Dataset items:
PR #5976, opened 2023-12-28
chore(connectSearchBox): don't use `searchMetadata`

Haroenv:
**Summary**

searchMetadata is deprecated, so we shouldn't read it anymore. Further here we should probably also deprecate `isSearchStalled` in the render method, but not sure how to `stalled` in React then

I do wonder if all widgets should have access to `instantSearchInstance` in the render function in React after all to be able to access these global information without also using `useInstantSearch`, but that's a different conversation

**Result**

`isSearchStalled` doesn't use `searchMetadata` anymore in search box connector


dhayab (approved):
Good to me!

As for exposing the instant search instance in the render function, i'm not opposed to the idea, but I guess we should wait to see if there's a better way to do it in the context of our current unification work.

PR #6154, opened 2024-04-23
feat(instantsearch.js): introduce `relatedProducts` widget

sarahdayan:
This introduces the `relatedProducts` widget and tests it in the widget common test suite.

This PR changes a few things in how we pass templates to the UI component:
- The `<RelatedProducts>` UI component now defines all default templates. This lets us define them once for all flavors instead of passing them manually and risking output drifts.
- InstantSearch.js doesn't pass default templates in `relatedProducts` since they're defined in the UI component.
- All `relatedProducts` templates are passed as `Fragment`s so we can avoid redefining components in the widget.

- https://algolia.atlassian.net/browse/FX-2814
- https://algolia.atlassian.net/browse/FX-2815


packages/instantsearch.js/src/widgets/related-products/related-products.tsx
```diff
@@ -0,0 +1,222 @@
...
+const RelatedProducts = createRelatedProductsComponent({
+  createElement: h,
+  Fragment,
+});
+
+type CreateRendererProps = {
+  containerNode: HTMLElement;
+  cssClasses: RelatedProductsCSSClasses;
+  renderState: {
+    templateProps?: PreparedTemplateProps<Required<RelatedProductsTemplates>>;
```
aymeric-giraudet, line 40: I think this doesn't need `Required`, I know `Hits` has this but other widgets don't. That way we don't have an issue with ESLint line 60/61

aymeric-giraudet (approved):

packages/instantsearch.js/src/widgets/related-products/related-products.tsx
```diff
@@ -0,0 +1,222 @@
...
+>;
+
+const relatedProducts: RelatedProductsWidget = function relatedProducts(
+  widgetParams
+) {
+  const {
+    container,
+    objectIDs,
+    maxRecommendations,
+    queryParameters,
```
dhayab, line 186: We should retrieve and forward `fallbackParameters` to the connector, as this model allows this parameter.

```suggestion
    queryParameters,
    fallbackParameters,
```

packages/instantsearch.js/src/widgets/related-products/related-products.tsx
```diff
@@ -0,0 +1,222 @@
...
+
+  const makeWidget = connectRelatedProducts(specializedRenderer, () =>
+    render(null, containerNode)
+  );
+
+  return {
+    ...makeWidget({
+      objectIDs,
+      maxRecommendations,
+      queryParameters,
```
dhayab, line 214:
```suggestion
      queryParameters,
      fallbackParameters,
```

dhayab (changes requested):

TASK INSTRUCTIONS:
Copy out the records above exactly.

RESULT OF THE EXERCISE:
PR #5976, opened 2023-12-28
chore(connectSearchBox): don't use `searchMetadata`

Haroenv:
**Summary**

searchMetadata is deprecated, so we shouldn't read it anymore. Further here we should probably also deprecate `isSearchStalled` in the render method, but not sure how to `stalled` in React then

I do wonder if all widgets should have access to `instantSearchInstance` in the render function in React after all to be able to access these global information without also using `useInstantSearch`, but that's a different conversation

**Result**

`isSearchStalled` doesn't use `searchMetadata` anymore in search box connector


dhayab (approved):
Good to me!

As for exposing the instant search instance in the render function, i'm not opposed to the idea, but I guess we should wait to see if there's a better way to do it in the context of our current unification work.

PR #6154, opened 2024-04-23
feat(instantsearch.js): introduce `relatedProducts` widget

sarahdayan:
This introduces the `relatedProducts` widget and tests it in the widget common test suite.

This PR changes a few things in how we pass templates to the UI component:
- The `<RelatedProducts>` UI component now defines all default templates. This lets us define them once for all flavors instead of passing them manually and risking output drifts.
- InstantSearch.js doesn't pass default templates in `relatedProducts` since they're defined in the UI component.
- All `relatedProducts` templates are passed as `Fragment`s so we can avoid redefining components in the widget.

- https://algolia.atlassian.net/browse/FX-2814
- https://algolia.atlassian.net/browse/FX-2815


packages/instantsearch.js/src/widgets/related-products/related-products.tsx
```diff
@@ -0,0 +1,222 @@
...
+const RelatedProducts = createRelatedProductsComponent({
+  createElement: h,
+  Fragment,
+});
+
+type CreateRendererProps = {
+  containerNode: HTMLElement;
+  cssClasses: RelatedProductsCSSClasses;
+  renderState: {
+    templateProps?: PreparedTemplateProps<Required<RelatedProductsTemplates>>;
```
aymeric-giraudet, line 40: I think this doesn't need `Required`, I know `Hits` has this but other widgets don't. That way we don't have an issue with ESLint line 60/61

aymeric-giraudet (approved):

packages/instantsearch.js/src/widgets/related-products/related-products.tsx
```diff
@@ -0,0 +1,222 @@
...
+>;
+
+const relatedProducts: RelatedProductsWidget = function relatedProducts(
+  widgetParams
+) {
+  const {
+    container,
+    objectIDs,
+    maxRecommendations,
+    queryParameters,
```
dhayab, line 186: We should retrieve and forward `fallbackParameters` to the connector, as this model allows this parameter.

```suggestion
    queryParameters,
    fallbackParameters,
```

packages/instantsearch.js/src/widgets/related-products/related-products.tsx
```diff
@@ -0,0 +1,222 @@
...
+
+  const makeWidget = connectRelatedProducts(specializedRenderer, () =>
+    render(null, containerNode)
+  );
+
+  return {
+    ...makeWidget({
+      objectIDs,
+      maxRecommendations,
+      queryParameters,
```
dhayab, line 214:
```suggestion
      queryParameters,
      fallbackParameters,
```

dhayab (changes requested):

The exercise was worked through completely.